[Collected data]
PR #279, opened 2016-08-11
Add pfToastNotification and pfToastNotificationList Directives

jeff-phillips-18:
This also fixes the notification service to:

1) appropriately timeout on each toast notification and dismiss them singularly. Also does not dismiss the toast notification if the user is currently hovering over it (viewing).

2) provide the list of notifications via the notification service rather than requiring the use of $rootScope.

### DIFF
--- a/src/notification/notification.js
+++ b/src/notification/notification.js
@@ -83,7 +83,7 @@ angular.module('patternfly.notification').provider('Notifications', function () 
   'use strict';
 
   // time (in ms) the notifications are shown
-  this.delay = 5000;
+  this.delay = 8000;
   this.verbose = true;
   this.notifications = {};
   this.persist = {'error': true, 'httpError': true};
@@ -108,18 +108,6 @@ angular.module('patternfly.notification').provider('Notifications', function () 
     var verbose = this.verbose;
     var persist = this.persist;
 
-    var scheduleMessagePop = function () {
-      $timeout(function () {
-        var i;
-
-        for (i = 0; i < $rootScope.notifications.data.length; i++) {
-          if (!$rootScope.notifications.data[i].isPersistent) {
-            $rootScope.notifications.data.splice(i, 1);
-          }
-        }
-      }, delay);
-    };
-
     var modes = {
       info: { type: 'info', header: 'Info!', log: 'info'},
       success: { type: 'success', header: 'Success!', log: 'info'},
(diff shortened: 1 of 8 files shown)


dtaylor113:
When I turn on the close and kabob options, their icons overlap:
image

dtaylor113:
Very small nit, the Actions: textarea in the demo doesn't scroll when new msgs are added, so after the first three actions I couldn't tell if actions were working 'cause the actions textarea didn't appear to update.

dtaylor113:
Doc talks about an 8 second delay, does this demo show this?  It would be kinda cool if we had a countdown timer in the demo which when reached 0 the notification would go away.

dtaylor113:
LGTM

jeff-phillips-18:
The documentation states that having close and menuActions is not supported. I suppose we could hide the close  button if there are menu actions but this is what base patternfly gives.

jeff-phillips-18:
Ah yes... in other doc pages we put the new messages above older messages. Will fix.

jeff-phillips-18:
The demo does show the notifications disappearing after 8 seconds if not persistent. Also shows that if the user is hovering on a notification it is not dismissed after the 8 seconds until the user moves away.

jeff-phillips-18:
Addressed the overlapping kebab and close buttons and updated documentation to say that the close button will not be show ( @dtaylor113 issue)

Addressed the event text issue ( @dtaylor113 )

jeff-phillips-18:
@dgutride @dlabrecq Please review/merge if you get a few moments.

src/notification/notification.js
```diff
@@ -172,6 +180,23 @@ angular.module('patternfly.notification').provider('Notifications', function ()
...
+    };
+
+    notifications.setViewing = function (notification, viewing) {
+      notification.viewing = viewing;
+      if (!viewing && !notification.show) {
+        notifications.remove(notification);
+      }
+    };
+
+    notifications.data = $rootScope.notifications.data;
```
priley86: @jeff-phillips-18 curious why we still need to use $rootScope to pass thru the data?  Can we not just reference `Notifications.notifications.data` in `pfNotificationList` directive? I guess I'm OK with exposing them in $rootScope, just wasn't quite sure based on the example.

jeff-phillips-18: The use of $rootScope is from prior to this PR. Since there are (or at least could be) applications built using the Notifications service prior to this, I didn't want to remove it and break them or cause side effects. I didn't much care for its use either so I made it such that applications do not have to use it.

priley86: @jeff-phillips-18 thanks for the explanation.

OK with merging after rebase. 👍

PR #297, opened 2016-08-18
add build steps before publish

priley86:
* added build steps for next time


priley86:
@dlabrecq please review

dlabrecq:
We don’t need to build because the script creates a new clone, then does a checkout of master-dist. That’s all we need because the branch has been pre-built by Travis. See #298.

PR #298, opened 2016-08-18
Removed -B switch from git checkout.

dlabrecq:
We used the -B switch with git checkout. The switch will create the branch if it doesn’t exist, but for some reason, it omits the dist directory. Simply removing the -B switch fixes that issue.

### DIFF
--- a/scripts/release.sh
+++ b/scripts/release.sh
@@ -12,6 +12,7 @@ default()
 
   BOWER_JSON=bower.json
   PACKAGE_JSON=package.json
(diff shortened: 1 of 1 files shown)


priley86:
@dlabrecq i'm ok with this since we now have: 
```
  p) PUBLISH=1
          BRANCH=master-dist;;		          BRANCH=master-dist;;
```

I will close #297 since this should address the problem.

priley86:
👍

— WHAT IS REQUIRED —
From the records above, count the lines that contain "built". Only the number should be written.

— EXERCISE OUTPUT —
2